需要更大的队列在基质诱导的自体软骨细胞移植(MACI)后进行长期结果评估。此外,对于在髌股和胫股膝关节中进行的 MACI 的长期临床和影像学结果知之甚少。
介绍 MACI 后患者 10 年的临床和影像学结果,并比较在髌股和胫股 MACI 中进行的患者的结果。
病例系列;证据水平,4 级。
2002 年 9 月至 2012 年 12 月,前瞻性地将 204 例接受 MACI 的患者注册到一个研究项目中,并在术前和术后 2、5 和 10 年进行评估。在这些患者中,168 例在 10 年时可进行临床复查,其中 151 例(共 182 例)移植物还通过磁共振成像(MRI)进行了评估。患者通过膝关节损伤和骨关节炎结果评分(Knee injury and Osteoarthritis Outcome Score)、疼痛频率和严重程度的视觉模拟量表、满意度以及最大等速膝关节伸肌和屈肌力量进行评估。为了评估力量测量,计算了肢体对称性指数(Limb Symmetry Index)。通过 MOCART(磁共振观察软骨修复组织)系统对 MRI 扫描中的移植物进行评分,重点是组织填充和整体 MRI 移植物复合评分。

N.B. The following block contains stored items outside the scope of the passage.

PR #2, opened 2014-01-17
Setup and update

teeniimoodi:
Introduce `geordi` script which brings the powerful `setup` and `update` commands, plus `devserver`.

Move cuc, rs, tests, and migrate-all scripts there.


codener:
Was merged some days ago.

PR #26, opened 2016-08-24
Pass port to mysqldump in dumple.

enezhadian:
`dumple` command ignores the port for mysql database.


kratob:
Thank you. Change is released in 1.4.2.

Issue #46, opened 2018-03-02
Add feature to drop unused databases


fheinle:
Old databases on local workstations should be deleted when no longer in use. Whitelisted databases should be excluded from deletion.

Should support both Postgres and MariaDB/MySQL.

PR #47, opened 2018-03-02
Dbcleanup integration

### LINKED ISSUE #45: Add feature to delete database dump files
Old `.dump` files should deleted in the directories geordi creates them, i.e. the current working directory and `~/dumps`.

fheinle:
Add features to remove old databases; both dump files and databases in local installations of MariaDB/MySQL and Postgres

Fixes #45 and #46

### DIFF
--- a/lib/geordi/commands/db_clean.rb
+++ b/lib/geordi/commands/db_clean.rb
@@ -1,0 +1,48 @@
+desc 'drop-databases', 'Delete local non-whitelisted databases'
+long_desc <<-LONGDESC
+
+Drop non-whitelisted databases from local installations of MySQL/MariaDB and
+  PostgreSQL. Offers to edit the whitelist.
+LONGDESC
+
+option :postgres_only, :aliases => '-P', :type => :boolean,
+  :desc => 'Only clean Postgres', :default => false
+option :mysql_only, :aliases => '-M', :type => :boolean,
+  :desc => 'Only clean MySQL/MariaDB', :default => false
+option :postgres, :banner => 'STRING',
+  :desc => 'Use Postgres port or socket'
+option :mysql, :banner => 'STRING',
+  :desc => 'Use MySQL/MariaDB port or socket'
+
+def drop_databases
+  require 'geordi/db_cleaner'
+  fail '-P and -M are mutually exclusive' if options.postgres_only and options.mysql_only
+  mysql_flags = nil
+  postgres_flags = nil
+
+  unless options.mysql.nil?
+    begin
+      mysql_port = Integer(options.mysql)
+      mysql_flags = "--port=#{mysql_port} --protocol=TCP"
+    rescue AttributeError
+      unless File.exist? options.mysql
+        fail "Path #{options.mysql} is not a valid MySQL socket"
+      end
+      mysql_flags = "--socket=#{options.mysql}"
+    end
+  end
+
+  unless options.postgres.nil?
+    postgres_flags = "--port=#{options.postgres}"
+  end
+
+  extra_flags = {'mysql' => mysql_flags,
+                 'postgres' => postgres_flags
+  }
+  cleaner = DBCleaner.new(extra_flags)
+  cleaner.clean_mysql unless options.postgres_only
+  cleaner.clean_postgres unless options.mysql_only
+
+  success 'Done.'
+end
+
--- a/lib/geordi/commands/db_clean.rb
+++ b/lib/geordi/commands/db_clean.rb
@@ -1,17 +1,29 @@
 desc 'drop-databases', 'Delete local non-whitelisted databases'
 long_desc <<-LONGDESC
 
-Drop non-whitelisted databases from local installations of MySQL/MariaDB and
-  PostgreSQL. Offers to edit the whitelist.
+Delete local MySQL/MariaDB and Postgres databases that are not whitelisted.
+
+Example: `geordi drop_databases`
+
+Check both MySQL/MariaDB and Postgres on the machine running geordi for databases
+and offer to delete them. Excluded are databases that are whitelisted. This comes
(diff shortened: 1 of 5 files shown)


codener:
Dear @fheinle, thanks for putting effort into this.
I've installed your two commands and tried them locally. They seem to do their job well!

However, I have some "workflow" hints that might make using the commands easier for newbies like me:
- The "Cleaning default directories" announcement might better read "Looking for *.dump files", followed by a `#note` that lists the checked directories. E.g. `> in ~/dumps and .`, or the given directory
- The "Dropping ... databases" announcement might sound dangerous. "Looking for ... databases" will be softer.
- For me, the (initial) list of databases was really long (>100 entries). I did not even see the heading and explanation, only the end of the list and a questioning "Proceed?". For users like me, it would be nice to have the "These databases are not whitelisted and ..." hint above the prompt. 
- The warning about a missing $HOME/.my.conf left me wondering what I need to do. What about a warn("You should create a ~/.my.cnf file first, or you'll need to enter your MySQL root password for each deleted database (see https://makandracards.com/makandra/1337)")

I have some more notes on the whitelist:
- I think it would be helpful if the whitelist began with a quick explanation like "The databases listed in this file will be excepted from deletion".
- I did not totally understand what "always whitelisted:" meant. Something like "These databases will never be deleted:" might be better understandable. I.e. I didn't even know there was a database called "mysql" or "postgres".
- I couldn't see my databases any more when the whitelist editor opened. Could you initialize the whitelist with all databases commented out? I would only need to comment my needful databases back in, and could delete the other rows.
- `foo_testd?` is missing a backslash `foo_test\d?`; if you keep it in a double-quoted string, you need to escape the \ with a \, i.e. have a double \\.
- Please add _cucumber suffix to the _development and _test suffices, in old projects we do have this one, too.

Thanks for documenting the commands. However, the README is auto-generated from the commands' descriptions with `rake readme`. Please merge your README changes into the commands' LONGDESC, so they won't get lost when someone recreates the README, and run `rake readme` afterwards.

As a side note, please do not list databases with ">", as the `note` helper is intended for comments and information, not for output.

---

What do you think about adding a `geordi tidy` command, that invokes `drop-database`, `delete-dumps`, `clean` and `remove-executable-flags`?

lib/geordi/commands/db_clean.rb
```diff
@@ -0,0 +1,47 @@
...
+  PostgreSQL. Offers to edit the whitelist.
+LONGDESC
+
+option :postgres_only, :aliases => '-P', :type => :boolean,
+  :desc => 'Only clean Postgres', :default => false
+option :mysql_only, :aliases => '-M', :type => :boolean,
+  :desc => 'Only clean MySQL/MariaDB', :default => false
+option :postgres, :banner => 'STRING',
+  :desc => 'Use Postgres port or socket'
+option :mysql, :banner => 'STRING',
```
codener: Please replace `STRING` with `PORT_OR_SOCKET`. Geordi's command help will be more self-explaining this way.

lib/geordi/db_cleaner.rb
```diff
@@ -0,0 +1,183 @@
...
+          if prompt('Edit the whitelist? [y]es or [n]o') == 'y'
+            proceed = 'e'
+          else
+            return []
+          end
+        end
+        if proceed.empty?
+          note "The following #{dbtype} databases are not whitelisted and will be deleted:"
+          deletable_dbs.sort.each do |db|
+            note db
```
codener: Please simply `puts` the database, as `note` is intended for comments and information, not output.

lib/geordi/db_cleaner.rb
```diff
@@ -0,0 +1,183 @@
...
+          end
+          proceed = prompt('Proceed? [y]es, [n]o or [e]dit whitelist')
+        end
+        case proceed
+        when 'e'
+          proceed = ''  # reset user selection
+          edit_whitelist dbtype
+        when 'n'
+          announce 'Not deleting anything'
```
codener: Please prefer `success` here, to signal a positive result.

lib/geordi/db_cleaner.rb
```diff
@@ -0,0 +1,183 @@
...
+    end
+    private :filter_whitelisted
+  end
+end
+
+def choose_texteditor
+  %w[$VISUAL $EDITOR /usr/bin/editor vi].each do |texteditor|
+    return texteditor if cmd_exists? texteditor
+  end
+end
```
codener: These methods are globally defined. Please prefer to either include them into the database cleaner class, or move them to Geordi::Util.

triskweline:
> What do you think about adding a geordi tidy command, that invokes drop-database, delete-dumps, clean and remove-executable-flags?

Let's not add more commands with generic words that delete your data. I'm already not using `clean` because I don't know what it does.

fheinle:
Thanks for your feedback, I have made the requested changes to my branch. As per the discussion here I have not added a `tidy` command. 

Notable changes in handling include editing the whitelist of databases that should not be dropped. Upon editing the whitelist, all database names will appear in the editor window, whitelisted names prefixed with `keep`, non-whitelisted names prefixed with `drop`, similar to how `git rebase` works. Edits to the whitelist will be saved to a temp file and only whitelisted db names will be saved to the config file, since the databases that are prefixed with `drop` will actually be dropped in the next step and keeping their names around didn't make much sense to me.

codener:
Thanks for elaborating on this. Some notes:

When invoking `geordi drop-databases`, I'm immediately prompted my sudo password. I would like a hint as before, what Geordi is doing, so I will understand why it needs sudo, e.g. `note 'Trying to authenticate MySQL as system user'` (or whatever the reason is ;)

The my.cnf hint has bad indentation in the second line. As for me, both lines could be independent invocations of `warn`.

codener:
Released as 1.9.0. Thanks @fheinle!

所有患者报告的结果测量值(<.0001)均在手术后 2 年内得到改善。除了最大等速膝关节伸肌 LSI 显著增加(=.004)外,从 2 年到 10 年,没有其他患者报告的结果测量值或临床评分有显著变化。在最终随访时,92%的患者对 MACI 缓解膝关节疼痛感到满意,76%的患者对其参加运动的能力感到满意。从 2 年到 10 年,任何基于 MRI 的 MOCART 变量或整体 MRI 复合评分均未发生显著变化。在 10 年的 MRI 复查中,151 例移植物中有 14 例(9.3%)失败,定义为 MRI 扫描中存在移植物分层或无移植物组织。此外,在 204 例前瞻性招募的患者中,36 例(18.1%)无法进行长期复查,其中 7 例已经进行了全膝关节置换术,1 例因早期移植物失败在同一股骨内侧髁部位进行了二次 MACI。因此,22 例患者(10.8%)在这期间基本上出现了移植物失败。在最终随访时,在胫股(vs 髌股)关节接受 MACI 的患者报告了膝关节损伤和骨关节炎结果评分(Knee injury and Osteoarthritis Outcome Score)中生活质量(=.010)和运动和娱乐(<.001)的亚量表评分明显更好,以及更大的膝关节伸肌力量 LSI(=.002)。尽管胫股组的组织填充 MOCART 评分(=.027)更好,但其他基于 MRI 的结果没有差异(>.05)。
本研究报告了前瞻性系列患者接受 MACI 的长期回顾,结果显示良好的临床评分、患者满意度高和可接受的移植物存活率在 10 年时。尽管在髌股和胫股 MACI 中接受治疗的患者的长期临床结果存在差异,但接受胫股(vs 髌股)MACI 的患者的 MRI 结果基本相似。